In order to determine why some tumors are resistant to ICB, Horton and the research team studied T cells in murine models of NSCLC. The researchers sequenced messenger RNA from the responsive and non-responsive T cells in order to identify any differences between the T cells. Supported in part by the Koch Institute Frontier Research Program, they used a technique called Seq-Well, developed in the lab of fellow Koch Institute member J. Christopher Love, the Raymond A. (1921) and Helen E. St. Laurent Professor of Chemical Engineering and a co-author of the study. The technique allows for the rapid gene expression profiling of single cells, which permitted Spranger and Horton to get a very granular look at the gene expression patterns of the T cells they were studying.
Seq-Well revealed distinct patterns of gene expression between the responsive and non-responsive T cells. These differences, which are determined when the T cells assume their specialized functional states, may be the underlying cause of ICB resistance.
Now that Horton and his colleagues had a possible explanation for why some T cells did not respond to ICB, they decided to see if they could help the ICB-resistant T cells kill the tumor cells. When analyzing the gene expression patterns of the non-responsive T cells, the researchers had noticed that these T cells had a lower expression of receptors for certain cytokines, small proteins that control immune system activity. To counteract this, the researchers treated lung tumors in murine models with extra cytokines. As a result, the previously non-responsive T cells were then able to fight the tumors — meaning that the cytokine therapy prevented, and potentially even reversed, the dysfunctionality.
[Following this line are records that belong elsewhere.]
Issue #213, opened 2021-06-04
Add full language at "mouse over"


matsduf:
When starting the GUI, the right corner has the language selection (here I disregard narrow windows):

<img width="236" alt="image" src="https://user-images.githubusercontent.com/5430733/120823462-bede5300-c557-11eb-882a-5d9f54ffcfb4.png">

Add the full language name when the mouse is moved over the language code.

blacksponge:
resolved by #222

Issue #212, opened 2021-06-04
Make selected language stick out


matsduf:
When starting the GUI, the right corner has the language selection (here I disregard narrow windows):

<img width="236" alt="image" src="https://user-images.githubusercontent.com/5430733/120822962-3495ef00-c557-11eb-92b7-b5eae0554db6.png">

You cannot see what language has been selected. Make the selected language stick out. It could be a combination of increasing the size of the letters, making the letters bold face, changing the backround or something else.

blacksponge:
resolved by #222

PR #222, opened 2021-06-15
Improve language selection nav

blacksponge:
## Purpose

Improve language selection nav on wide screens.

Some tests (FR16) are failing because the lang has not been changed when the test is conducted. Tries to wait (after the selected language has changed) for the translation to be effective before continuing. (replace #225)

## Context

Addresses #212, #213 and #223.

## Changes

Screenshot_20210615_113053

## How to test this PR

* Change languages and hover links.
* `npm run ng e2e -- --webdriver-update=false --specs=e2e/FR16.e2e-spec.ts `
* `npm run ng e2e -- --webdriver-update=false --specs='e2e/FR05-*.ts'`

### DIFF
--- a/e2e/FR16.e2e-spec.ts
+++ b/e2e/FR16.e2e-spec.ts
@@ -19,14 +19,11 @@ describe('Zonemaster test FR16 - [The advanced view should have a text describin
   it('should have a description text in multi languages', async () => {
     await utils.setLang('en');
     expect(element(by.css('.alert.alert-info')).element(by.css('a')).getText()).toContain('undelegated');
-    expect(element(by.css('nav div.lang a.selected')).getAttribute('lang')).toBe('en');
 
     await utils.setLang('fr');
     expect(element(by.css('.alert.alert-info')).element(by.css('a')).getText()).toContain('non délégué');
-    expect(element(by.css('nav div.lang a.selected')).getAttribute('lang')).toBe('fr');
 
     await utils.setLang('sv');
     expect(element(by.css('.alert.alert-info')).element(by.css('a')).getText()).toContain('odelegerat domäntest');
-    expect(element(by.css('nav div.lang a.selected')).getAttribute('lang')).toBe('sv');
   });
 });
--- a/e2e/FR16.e2e-spec.ts
+++ b/e2e/FR16.e2e-spec.ts
@@ -4,10 +4,10 @@ import { Utils } from './utils/app.utils';
 
 describe('Zonemaster test FR16 - [The advanced view should have a text describing what undelegated means?]', () => {
   const utils = new Utils();
-  beforeAll(() => {
-    utils.goToHome();
-    utils.setLang('en');
-    utils.activeOptions();
+  beforeAll(async () => {
+    await utils.goToHome();
+    await utils.setLang('en');
+    await utils.activeOptions();
   });
 
   it('should have a link to the proper faq answer', () => {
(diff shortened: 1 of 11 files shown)


matsduf (dismissed):
This looks fine! I have tested and it works nicely.

mattias-p:
It looks nice visually.

Maybe the functional tests should be updated to make sure this keeps working?

blacksponge:
I've updated the tests and implemented the changes discussed in #225

e2e/FR16.e2e-spec.ts
```diff
@@ -16,12 +16,17 @@ describe('Zonemaster test FR16 - [The advanced view should have a text describin
     expect(element(by.css('.alert.alert-info')).element(by.css('a')).getAttribute('fragment')).toBe('q12');
   });
 
-  it('should have a description text in multi languages', () => {
-    utils.setLang('en');
+  it('should have a description text in multi languages', async () => {
+    await utils.setLang('en');
     expect(element(by.css('.alert.alert-info')).element(by.css('a')).getText()).toContain('undelegated');
-    utils.setLang('fr');
+    expect(element(by.css('nav div.lang a.selected')).getAttribute('lang')).toBe('en');
```
mattias-p, line 22: What does element() do when the locator matches multiple elements? In case it doesn't fail, maybe we should count the number of selected elements too, to make sure there is only one?

mattias-p (approved):
Looks really good to me.

pnax:
I tried it, and the selected language is in blue for me :

zonemaster-gui-nav

And previous selection stays blue :

zonemaster-gui-nav-select

blacksponge:
> I tried it, and the selected language is in blue for me

Hum, I'll have a look 🤔

e2e/FR16.e2e-spec.ts
blacksponge: It was only emitting a warning, I've updated the tests accordingly, and also moved them to FR05-* which seemed more appropriate.

blacksponge:
@pnax I tried something but I'm having a hard time reproducing your case, can you tell me if that's better? Also does the text become underlined when you hover your mouse over the linked?

matsduf:
I have just installed the code from this PR with the latest commit (a3e1dbb) and I see no coloring and things are updated as they should. (I prefer that it is black as I see it.) I have tested on both Firefox och Chrome.

image

And now I switch to Fi:

image

matsduf:
@pnax, how did you test it?

pnax:
@blacksponge 
> I tried something but I'm having a hard time reproducing your case, can you tell me if that's better?

Yes, now the links are in black.

> Also does the text become underlined when you hover your mouse over the links?

Nope, when my mouse goes over another language, the text is not underlined. The text is underlined only for the selected language.

@matsduf 
> how did you test it?

Using `npm` on the PR branch, and TBH I struggled a little bit with npm (I also tried to run the tests), maybe I made something that broke the way the GUI is built.

matsduf:
> > how did you test it?
> 
> Using `npm` on the PR branch, and TBH I struggled a little bit with npm (I also tried to run the tests), maybe I made something that broke the way the GUI is built. Then I used Firefox to access the GUI.

I also checked the PR branch out, and then I ran `npm install && npm run release` and installed the resulting zip file on another VPS as specified in the installation instructions. I ignored anything that `npm` complained about.

pnax:
Well, my bad, I think I mixed up few things while testing. I even tried using commit e1d8620 (parent of a3e1dbb), and this seems to work as expected.

matsduf:
> I've updated the tests and implemented the changes discussed in #225

Please copy this into the description.

pnax:
> Also does the text become underlined when you hover your mouse over the links?

And just to point out that the text is not underlined when hovered (I don't know if this is the expected behavior).

matsduf (approved):
This is a good improvement!

blacksponge:
> And just to point out that the text is not underlined when hovered (I don't know if this is the expected behavior).
@pnax it is, the colour of your links make me though that they were styled like normal links (blue with underline on hover) so I was wondering if that could also be the case for you.

pnax (approved):

mattias-p (approved):

matsduf:
@mattias-p, please re-review.

matsduf:
@blacksponge, please merge.

pnax:
## Testing v2021.2

LGTM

Administering cytokine therapy to human patients is not currently safe, because cytokines can cause serious side effects as well as a reaction called a “cytokine storm,” which can produce severe fevers, inflammation, fatigue, and nausea. However, there are ongoing efforts to figure out how to safely administer cytokines to specific tumors. In the future, Spranger and Horton suspect that cytokine therapy could be used in combination with ICB.
“This is potentially something that could be translated into a therapeutic that could increase the therapy response rate in non-small cell lung cancer,” Horton says.
Spranger agrees that this work will help researchers develop more innovative cancer therapies, especially because researchers have historically focused on T cell exhaustion rather than the earlier role that T cell functional states might play in cancer.
“If T cells are rendered dysfunctional early on, ICB is not going to be effective, and we need to think outside the box,” she says. “There’s more evidence, and other labs are now showing this as well, that the functional state of the T cell actually matters quite substantially in cancer therapies.” To Spranger, this means that cytokine therapy “might be a therapeutic avenue” for NSCLC patients beyond ICB.
Jeffrey Bluestone, the A.W. and Mary Margaret Clausen Distinguished Professor of Metabolism and Endocrinology at the University of California-San Francisco, who was not involved with the paper, agrees. “The study provides a potential opportunity to ‘rescue’ immunity in the NSCLC non-responder patients with appropriate combination therapies,” he says.
This research was funded by the Pew-Stewart Scholars for Cancer Research, the Ludwig Center for Molecular Oncology, the Koch Institute Frontier Research Program through the Kathy and Curt Mable Cancer Research Fund, and the National Cancer Institute.